RE: Value Trap?2 Dec 2021 11:00
Velo Thanks for your interpretation of the way things are going albeit through the use of somewhat rosy figure work. The falling price of PGMs at the moment is a double edge sword as you know by last quarters price adjustment to debtors and unfortunately there's more to follow.
Whilst the price of the PGMs basket is falling it not only means that the current profit is falling it also means that past sales will receive a credit on their invoice (difference between todays price and their provisional price at the time of order/delivery).
This is the bit in the financial statement:
Commodity price risk refers to the risk of changes in fair value or cash flows of financial instruments as a result of changes in commodity prices.
It is applicable to the largest debtor of the Group. In terms of the agreement between the Group and the debtor, the commodity prices used in the calculation of the payment are based on the prices over the period following delivery, leaving the Group exposed to the commodity price fluctuations until the price is fixed. The subsequent remeasurement of the receivable every month following the month of delivery until the price is fixed, is recognised in other income, refer note 9.
unquote
The balance on the 2021 year end was $47m and a provision of 10% was mentioned as a risk but looking the basket prices from July 2020 to Sept 2021 it shows why 2021 was such a good result with increasing prices there was always a higher profit except in the 4th Quarter and THEN the dramatic change seen in the 1st quarter of 2022 - save you looking them up 1st 2021 $2834, 2nd $3323, 3rd $4576, 4th $4059, 1st 2022 $2897 - so you see a worrying downturn in the 1st quarter is carrying on into the 2nd quarter. Net revenue was still $29.8 million. However if the basket price in the 2nd quarter continues to fall say to BELOW THE CURRENT APPROX $2400 then revenues will need to be adjusted downwards again.

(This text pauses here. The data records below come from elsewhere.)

PR #4253, opened 2018-04-05
Fix #4225: always do reachability check

### LINKED ISSUE #4225: Missing "unreachable code" warning when adding case after unfalsifiable extractor
The following code produces no warning, even though the `case _` is unreachable since `Bar` returns an instance of `Some` (scalac correctly produces a warning here):
```scala
object Bar {
  def unapply(x: Int): Some[Int] =
    Some(0)
}

object Test {
  def test(x: Int) =
    x match {
      case Bar(a) => a
      case _ => x // should be unreachable
    }
}
```

Interestingly, if we replace `Int` by a sealed trait, we do produce a warning:
```scala
sealed trait Base
case class One() extends Base
object Foo {
  def unapply(x: Base): Some[Int] =
    Some(0)
}

object Test {
  def test(x: Base) =
    x match {
      case Foo(a) => a
      case _ => x
    }
}
```
```scala
-- [E030] Match case Unreachable Warning: try/some.scala:12:13 -----------------
12 |      case _ => x
   |             ^^^^
   |             unreachable code
```

liufengyun:
Fix #4225 

- always do reachability check
- handle null in patterns

Note that we only handle null in reachability check, while ignore null in exhaustivity check. Otherwise, the following pattern match will report a warning about `null`, which is annoying:

```Scala
    (Some(3): Option[Int]) match {
       case Some(x) =>
       case None    =>
    }
```

### DIFF
--- a/compiler/src/dotty/tools/dotc/printing/PlainPrinter.scala
+++ b/compiler/src/dotty/tools/dotc/printing/PlainPrinter.scala
@@ -490,8 +490,6 @@ class PlainPrinter(_ctx: Context) extends Printer {
             Text()
 
         nodeName ~ "(" ~ elems ~ tpSuffix ~ ")" ~ (Str(node.pos.toString) provided ctx.settings.YprintPos.value)
-      case _ =>
-        tree.fallbackToText(this)
     }
   }.close // todo: override in refined printer
 
--- a/compiler/src/dotty/tools/dotc/printing/PlainPrinter.scala
+++ b/compiler/src/dotty/tools/dotc/printing/PlainPrinter.scala
@@ -473,24 +473,21 @@ class PlainPrinter(_ctx: Context) extends Printer {
     ("Scope{" ~ dclsText(sc.toList) ~ "}").close
 
   def toText[T >: Untyped](tree: Tree[T]): Text = {
-    tree match {
-      case node: Positioned =>
-        def toTextElem(elem: Any): Text = elem match {
-          case elem: Showable => elem.toText(this)
-          case elem: List[_] => "List(" ~ Text(elem map toTextElem, ",") ~ ")"
-          case elem => elem.toString
-        }
-        val nodeName = node.productPrefix
-        val elems =
-          Text(node.productIterator.map(toTextElem).toList, ", ")
-        val tpSuffix =
-          if (ctx.settings.XprintTypes.value && tree.hasType)
-            " | " ~ toText(tree.typeOpt)
-          else
-            Text()
-
-        nodeName ~ "(" ~ elems ~ tpSuffix ~ ")" ~ (Str(node.pos.toString) provided ctx.settings.YprintPos.value)
+    def toTextElem(elem: Any): Text = elem match {
+      case elem: Showable => elem.toText(this)
+      case elem: List[_] => "List(" ~ Text(elem map toTextElem, ",") ~ ")"
+      case elem => elem.toString
     }
+    val nodeName = tree.productPrefix
+    val elems =
+      Text(tree.productIterator.map(toTextElem).toList, ", ")
+    val tpSuffix =
+      if (ctx.settings.XprintTypes.value && tree.hasType)
+        " | " ~ toText(tree.typeOpt)
+      else
+        Text()
+
+    nodeName ~ "(" ~ elems ~ tpSuffix ~ ")" ~ (Str(tree.pos.toString) provided ctx.settings.YprintPos.value)
   }.close // todo: override in refined printer
 
   def toText(result: SearchResult): Text = result match {
--- a/compiler/src/dotty/tools/dotc/reporting/diagnostic/messages.scala
+++ b/compiler/src/dotty/tools/dotc/reporting/diagnostic/messages.scala
@@ -909,8 +909,15 @@ object messages {
 
   case class MatchCaseUnreachable()(implicit ctx: Context)
   extends Message(MatchCaseUnreachableID) {
-    val kind = s"""Match ${hl"case"} Unreachable"""
+    val kind = s"""Match case Unreachable"""
     val msg = "unreachable code"
+    val explanation = ""
+  }
+
+  case class MatchCaseOnlyNullWarning()(implicit ctx: Context)
+  extends Message(MatchCaseOnlyNullWarningID) {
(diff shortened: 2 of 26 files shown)


compiler/src/dotty/tools/dotc/printing/PlainPrinter.scala
```diff
@@ -490,8 +490,6 @@ class PlainPrinter(_ctx: Context) extends Printer {
             Text()
 
         nodeName ~ "(" ~ elems ~ tpSuffix ~ ")" ~ (Str(node.pos.toString) provided ctx.settings.YprintPos.value)
-      case _ =>
```
smarter: Tree extends Positioned so we don't even need a pattern match at all here.

compiler/src/dotty/tools/dotc/transform/Splicer.scala
```diff
@@ -89,7 +89,6 @@ object Splicer {
          """.stripMargin
         ctx.error(msg, pos)
         None
-      case ex: Throwable => throw ex
```
smarter: This looks wrong to me, a try/catch can always catch a `Throwable`.

compiler/src/dotty/tools/dotc/transform/patmat/Space.scala
```diff
@@ -315,6 +315,8 @@ class SpaceEngine(implicit ctx: Context) extends SpaceLogic {
       else
         Typ(ConstantType(c), false)
     case _: BackquotedIdent => Typ(pat.tpe, false)
+    case Ident(nme.WILDCARD) =>
+      Or(Typ(pat.tpe.stripAnnots, false) :: Typ(ConstantType(Constant(null))) :: Nil)
```
smarter: Would be cleaner to have  `val nullType = ConstantType(Constant(null))` somewhere.

tests/patmat/i4225b.scala
```diff
@@ -0,0 +1,12 @@
+object Bar {
+  def unapply(x: String): Some[Int] =
+    Some(0)
+}
+
+object Test {
+  def test(x: String) =
+    x match {
+      case Bar(a) => a
+      case _ => x // this case is reachable, i.e. test(null)
```
smarter: Suggestion; maybe if the _only_ way to reach a case is through null, we should suggest the user writes `case null` instead of `case _` ?

compiler/src/dotty/tools/dotc/transform/Splicer.scala
liufengyun: Yes, we could keep it, and no warning will be reported. I removed it because the compiler will generate a default case anyway.

smarter: OK.

tests/patmat/i4225b.scala
liufengyun: This is a good idea, it's implemented in the latest commit.

compiler/src/dotty/tools/dotc/transform/patmat/Space.scala
```diff
@@ -376,7 +379,7 @@ class SpaceEngine(implicit ctx: Context) extends SpaceLogic {
 
   /** Is `tp1` a subtype of `tp2`?  */
   def isSubType(tp1: Type, tp2: Type): Boolean = {
-    val res = tp1 <:< tp2 && (tp1 != ConstantType(Constant(null)) || tp2 == ConstantType(Constant(null)))
+    val res = tp1 <:< tp2 && (tp1 != nullType || tp2 == nullType)
```
smarter: the nullType checks could be moved before the subtype checks since they're cheaper.

compiler/src/dotty/tools/dotc/transform/patmat/Space.scala
```diff
@@ -936,7 +940,17 @@ class SpaceEngine(implicit ctx: Context) extends SpaceLogic {
...
 
         if (isSubspace(covered, prevs)) {
-          ctx.warning(MatchCaseUnreachable(), cases(i).body.pos)
+          ctx.warning(MatchCaseUnreachable(), pat.pos)
+        }
+
+        // if last case is `_` and only matches `null`, produce a warning
+        if (i == cases.length - 1) {
+          simplify(minus(covered, prevs)) match {
+            case Typ(ConstantType(Constant(null)), _) =>
```
smarter: You can use `` `nullType` `` here

compiler/src/dotty/tools/dotc/reporting/diagnostic/messages.scala
```diff
@@ -909,11 +909,18 @@ object messages {
 
   case class MatchCaseUnreachable()(implicit ctx: Context)
   extends Message(MatchCaseUnreachableID) {
-    val kind = s"""Match ${hl"case"} Unreachable"""
+    val kind = s"""Match case Unreachable"""
```
allanrenucci: interpolator not needed

compiler/src/dotty/tools/dotc/reporting/diagnostic/messages.scala
```diff
@@ -909,11 +909,18 @@ object messages {
...
     val msg = "unreachable code"
     val explanation = ""
   }
 
+  case class MatchCaseOnlyNullWarning()(implicit ctx: Context)
+  extends Message(MatchCaseOnlyNullWarningID) {
+    val kind = s"""Only null matched"""
```
allanrenucci: interpolator not needed

compiler/src/dotty/tools/dotc/reporting/diagnostic/messages.scala
```diff
@@ -909,11 +909,18 @@ object messages {
...
+    val msg = s"Only ${hl"null"} is matched. Consider use `case null =>` instead."
```
allanrenucci: s/use/using

liufengyun:
The performance regression on `exhaustivity S` and `exhaustivity T` is incurred by reporting a friendly error about replacing `case _` with `case null`, which requires subtraction of spaces (`minus` more expensive than `isSubSpace`).

`exhaustivity V` doesn't suffer from the problem, as the subtraction finishes with `Empty` quickly, as there are no overlapping between the cases.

It wouldn't be so bad if production was up but it is also on a falling trend since April 2018 and here's the figures in thousands of oz up until Sept 2021 25.7, 20, 22.2, 29.2, 27.7, 25.4, 26.58, 12.51(covid lockdown), 24.3, 24.9, 23.6, 21.2, 20.40
This three way hit is whats keeping the SP down: credit notes, falling prices and lower production. The management are ramping up production again but can't yet do anything about the price of PGM's but the ramping up has hit a Covid uncertainty threat so thats why the volatility in SP in the last few days. I am invested here and have had a nice profit over the years including dividend and am not worried about the future I'm just pointing out why I think the SP is lower today.